Like if I don't roll around in my puke, the night will be a failure.
You were doing karaoke. Then you screamed "SHOUTOUT TO ADAM LAMBERT" and started making out with the very surprised looking guy next to you.
Its all fun and games until someone grabs the electrical fence.
I kind of drew a blank when the doctor asked me how I got super glue up my nose.
Yeah well tell that to drunk me. She seems to have no standards or gender preference.
I'm not mad at you for letting me use my air mattress as a toilet, i'm mad at you for letting me lay back down on it.
So another one of your girlfriends from middle school had a baby. Thank god you are gay, otherwise you would definitely be a dad by now.

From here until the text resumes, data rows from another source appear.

PR #4114, opened 2016-09-02
Split the test into two classes.

SzymonPobiega:
Because it breaks persistences which are not cleaned up between the test methods.


danielmarbach:
Seems to fail

SzymonPobiega:
Yeah, but fails in a different test. Something with DTC. I suppose we need to repave the agents :\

Like I've never seen her that drunk. She's usually like quiet and doesn't say she'll fuck someone on a futon
She stopped laughing and kind of stared at the wall for a while. Then she did 3 somersaults and said she saw jesus. This weed is fucking fantastic.
is there a way to say "yea i broke my wrist cause i fell down some stairs while tripping my face off on acid" without actually saying it?
I'm a lady who knows what she wants in life, and that's uncommitted dick.
I had to try on three different bathing suits to hide my boob hickies
Pray for me. I just had a sex dream about Debbie Wasserman-Schultz.
I have a bunch of bug bites on my ass... This is why you don't have sex against a tree in the woods
I wish the guy in the stall next to me would stop moaning while taking a dump.
I wish you'd stop texting me from the toilet.